(Stored items)
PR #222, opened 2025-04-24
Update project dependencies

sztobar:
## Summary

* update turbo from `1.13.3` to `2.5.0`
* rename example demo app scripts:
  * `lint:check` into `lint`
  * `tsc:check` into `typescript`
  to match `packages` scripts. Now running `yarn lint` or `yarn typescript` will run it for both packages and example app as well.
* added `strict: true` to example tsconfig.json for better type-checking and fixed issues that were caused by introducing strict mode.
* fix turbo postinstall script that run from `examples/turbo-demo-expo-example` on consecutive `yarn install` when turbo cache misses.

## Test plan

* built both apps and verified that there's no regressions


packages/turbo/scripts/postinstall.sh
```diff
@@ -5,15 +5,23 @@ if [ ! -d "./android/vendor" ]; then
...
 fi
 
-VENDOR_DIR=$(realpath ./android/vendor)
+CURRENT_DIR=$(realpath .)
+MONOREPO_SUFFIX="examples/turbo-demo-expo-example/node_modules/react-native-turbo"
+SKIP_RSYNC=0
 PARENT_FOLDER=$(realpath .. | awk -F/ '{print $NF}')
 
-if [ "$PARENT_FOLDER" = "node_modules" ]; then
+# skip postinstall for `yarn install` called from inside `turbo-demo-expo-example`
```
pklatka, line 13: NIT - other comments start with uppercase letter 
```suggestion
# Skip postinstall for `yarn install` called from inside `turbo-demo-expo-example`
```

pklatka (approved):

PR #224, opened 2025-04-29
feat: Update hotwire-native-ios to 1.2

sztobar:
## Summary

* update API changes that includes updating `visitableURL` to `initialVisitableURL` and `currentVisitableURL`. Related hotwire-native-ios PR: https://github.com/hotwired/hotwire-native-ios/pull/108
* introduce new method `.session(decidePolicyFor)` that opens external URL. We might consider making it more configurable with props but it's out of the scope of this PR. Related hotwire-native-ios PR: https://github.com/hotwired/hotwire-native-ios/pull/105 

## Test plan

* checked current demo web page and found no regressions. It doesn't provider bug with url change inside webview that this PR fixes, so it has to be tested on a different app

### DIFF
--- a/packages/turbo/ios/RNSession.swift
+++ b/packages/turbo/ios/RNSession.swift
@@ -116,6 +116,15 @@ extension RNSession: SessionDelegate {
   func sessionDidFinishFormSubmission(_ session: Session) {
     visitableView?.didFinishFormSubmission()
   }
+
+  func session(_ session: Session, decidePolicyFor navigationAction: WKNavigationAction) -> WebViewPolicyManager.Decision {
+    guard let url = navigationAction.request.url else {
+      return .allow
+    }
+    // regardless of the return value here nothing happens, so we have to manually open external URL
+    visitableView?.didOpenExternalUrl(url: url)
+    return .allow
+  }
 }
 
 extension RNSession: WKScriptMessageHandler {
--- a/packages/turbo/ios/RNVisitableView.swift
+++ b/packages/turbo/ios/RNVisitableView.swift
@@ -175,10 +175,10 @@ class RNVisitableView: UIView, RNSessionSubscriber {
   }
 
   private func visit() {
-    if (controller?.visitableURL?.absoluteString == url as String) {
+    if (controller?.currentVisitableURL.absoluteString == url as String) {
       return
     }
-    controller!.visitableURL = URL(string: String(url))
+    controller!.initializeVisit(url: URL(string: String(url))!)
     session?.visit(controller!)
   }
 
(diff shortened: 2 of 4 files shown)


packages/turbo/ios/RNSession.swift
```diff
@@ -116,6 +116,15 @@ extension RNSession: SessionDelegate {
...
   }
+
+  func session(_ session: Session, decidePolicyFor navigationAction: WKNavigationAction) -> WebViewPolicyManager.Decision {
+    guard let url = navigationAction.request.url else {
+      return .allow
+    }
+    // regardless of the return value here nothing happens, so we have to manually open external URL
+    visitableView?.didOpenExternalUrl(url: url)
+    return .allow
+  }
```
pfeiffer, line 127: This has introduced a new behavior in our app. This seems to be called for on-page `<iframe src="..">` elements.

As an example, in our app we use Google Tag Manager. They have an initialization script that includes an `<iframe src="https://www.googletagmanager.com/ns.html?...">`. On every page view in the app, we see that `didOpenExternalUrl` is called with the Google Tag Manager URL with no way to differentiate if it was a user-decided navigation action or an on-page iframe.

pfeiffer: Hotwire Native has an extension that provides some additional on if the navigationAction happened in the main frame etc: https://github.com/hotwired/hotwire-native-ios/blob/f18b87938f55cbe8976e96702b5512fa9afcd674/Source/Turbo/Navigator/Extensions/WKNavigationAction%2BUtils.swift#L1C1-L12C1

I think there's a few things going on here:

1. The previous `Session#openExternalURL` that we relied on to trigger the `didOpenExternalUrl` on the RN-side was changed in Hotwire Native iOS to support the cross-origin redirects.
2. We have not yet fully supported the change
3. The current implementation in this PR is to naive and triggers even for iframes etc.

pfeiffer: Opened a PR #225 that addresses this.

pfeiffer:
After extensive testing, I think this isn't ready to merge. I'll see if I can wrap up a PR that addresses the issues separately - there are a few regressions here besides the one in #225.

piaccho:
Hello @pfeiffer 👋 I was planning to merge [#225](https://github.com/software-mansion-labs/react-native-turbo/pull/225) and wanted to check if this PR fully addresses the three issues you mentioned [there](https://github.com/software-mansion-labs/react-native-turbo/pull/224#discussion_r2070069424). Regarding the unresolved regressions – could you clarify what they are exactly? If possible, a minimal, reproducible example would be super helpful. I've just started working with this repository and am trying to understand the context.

#### WORK TO BE COMPLETED
Please retype all of the records above exactly as they are.

#### RESPONSE TO THIS TASK
PR #222, opened 2025-04-24
Update project dependencies

sztobar:
## Summary

* update turbo from `1.13.3` to `2.5.0`
* rename example demo app scripts:
  * `lint:check` into `lint`
  * `tsc:check` into `typescript`
  to match `packages` scripts. Now running `yarn lint` or `yarn typescript` will run it for both packages and example app as well.
* added `strict: true` to example tsconfig.json for better type-checking and fixed issues that were caused by introducing strict mode.
* fix turbo postinstall script that run from `examples/turbo-demo-expo-example` on consecutive `yarn install` when turbo cache misses.

## Test plan

* built both apps and verified that there's no regressions


packages/turbo/scripts/postinstall.sh
```diff
@@ -5,15 +5,23 @@ if [ ! -d "./android/vendor" ]; then
...
 fi
 
-VENDOR_DIR=$(realpath ./android/vendor)
+CURRENT_DIR=$(realpath .)
+MONOREPO_SUFFIX="examples/turbo-demo-expo-example/node_modules/react-native-turbo"
+SKIP_RSYNC=0
 PARENT_FOLDER=$(realpath .. | awk -F/ '{print $NF}')
 
-if [ "$PARENT_FOLDER" = "node_modules" ]; then
+# skip postinstall for `yarn install` called from inside `turbo-demo-expo-example`
```
pklatka, line 13: NIT - other comments start with uppercase letter 
```suggestion
# Skip postinstall for `yarn install` called from inside `turbo-demo-expo-example`
```

pklatka (approved):

PR #224, opened 2025-04-29
feat: Update hotwire-native-ios to 1.2

sztobar:
## Summary

* update API changes that includes updating `visitableURL` to `initialVisitableURL` and `currentVisitableURL`. Related hotwire-native-ios PR: https://github.com/hotwired/hotwire-native-ios/pull/108
* introduce new method `.session(decidePolicyFor)` that opens external URL. We might consider making it more configurable with props but it's out of the scope of this PR. Related hotwire-native-ios PR: https://github.com/hotwired/hotwire-native-ios/pull/105 

## Test plan

* checked current demo web page and found no regressions. It doesn't provider bug with url change inside webview that this PR fixes, so it has to be tested on a different app

### DIFF
--- a/packages/turbo/ios/RNSession.swift
+++ b/packages/turbo/ios/RNSession.swift
@@ -116,6 +116,15 @@ extension RNSession: SessionDelegate {
   func sessionDidFinishFormSubmission(_ session: Session) {
     visitableView?.didFinishFormSubmission()
   }
+
+  func session(_ session: Session, decidePolicyFor navigationAction: WKNavigationAction) -> WebViewPolicyManager.Decision {
+    guard let url = navigationAction.request.url else {
+      return .allow
+    }
+    // regardless of the return value here nothing happens, so we have to manually open external URL
+    visitableView?.didOpenExternalUrl(url: url)
+    return .allow
+  }
 }
 
 extension RNSession: WKScriptMessageHandler {
--- a/packages/turbo/ios/RNVisitableView.swift
+++ b/packages/turbo/ios/RNVisitableView.swift
@@ -175,10 +175,10 @@ class RNVisitableView: UIView, RNSessionSubscriber {
   }
 
   private func visit() {
-    if (controller?.visitableURL?.absoluteString == url as String) {
+    if (controller?.currentVisitableURL.absoluteString == url as String) {
       return
     }
-    controller!.visitableURL = URL(string: String(url))
+    controller!.initializeVisit(url: URL(string: String(url))!)
     session?.visit(controller!)
   }
 
(diff shortened: 2 of 4 files shown)


packages/turbo/ios/RNSession.swift
```diff
@@ -116,6 +116,15 @@ extension RNSession: SessionDelegate {
...
   }
+
+  func session(_ session: Session, decidePolicyFor navigationAction: WKNavigationAction) -> WebViewPolicyManager.Decision {
+    guard let url = navigationAction.request.url else {
+      return .allow
+    }
+    // regardless of the return value here nothing happens, so we have to manually open external URL
+    visitableView?.didOpenExternalUrl(url: url)
+    return .allow
+  }
```
pfeiffer, line 127: This has introduced a new behavior in our app. This seems to be called for on-page `<iframe src="..">` elements.

As an example, in our app we use Google Tag Manager. They have an initialization script that includes an `<iframe src="https://www.googletagmanager.com/ns.html?...">`. On every page view in the app, we see that `didOpenExternalUrl` is called with the Google Tag Manager URL with no way to differentiate if it was a user-decided navigation action or an on-page iframe.

pfeiffer: Hotwire Native has an extension that provides some additional on if the navigationAction happened in the main frame etc: https://github.com/hotwired/hotwire-native-ios/blob/f18b87938f55cbe8976e96702b5512fa9afcd674/Source/Turbo/Navigator/Extensions/WKNavigationAction%2BUtils.swift#L1C1-L12C1

I think there's a few things going on here:

1. The previous `Session#openExternalURL` that we relied on to trigger the `didOpenExternalUrl` on the RN-side was changed in Hotwire Native iOS to support the cross-origin redirects.
2. We have not yet fully supported the change
3. The current implementation in this PR is to naive and triggers even for iframes etc.

pfeiffer: Opened a PR #225 that addresses this.

pfeiffer:
After extensive testing, I think this isn't ready to merge. I'll see if I can wrap up a PR that addresses the issues separately - there are a few regressions here besides the one in #225.

piaccho:
Hello @pfeiffer 👋 I was planning to merge [#225](https://github.com/software-mansion-labs/react-native-turbo/pull/225) and wanted to check if this PR fully addresses the three issues you mentioned [there](https://github.com/software-mansion-labs/react-native-turbo/pull/224#discussion_r2070069424). Regarding the unresolved regressions – could you clarify what they are exactly? If possible, a minimal, reproducible example would be super helpful. I've just started working with this repository and am trying to understand the context.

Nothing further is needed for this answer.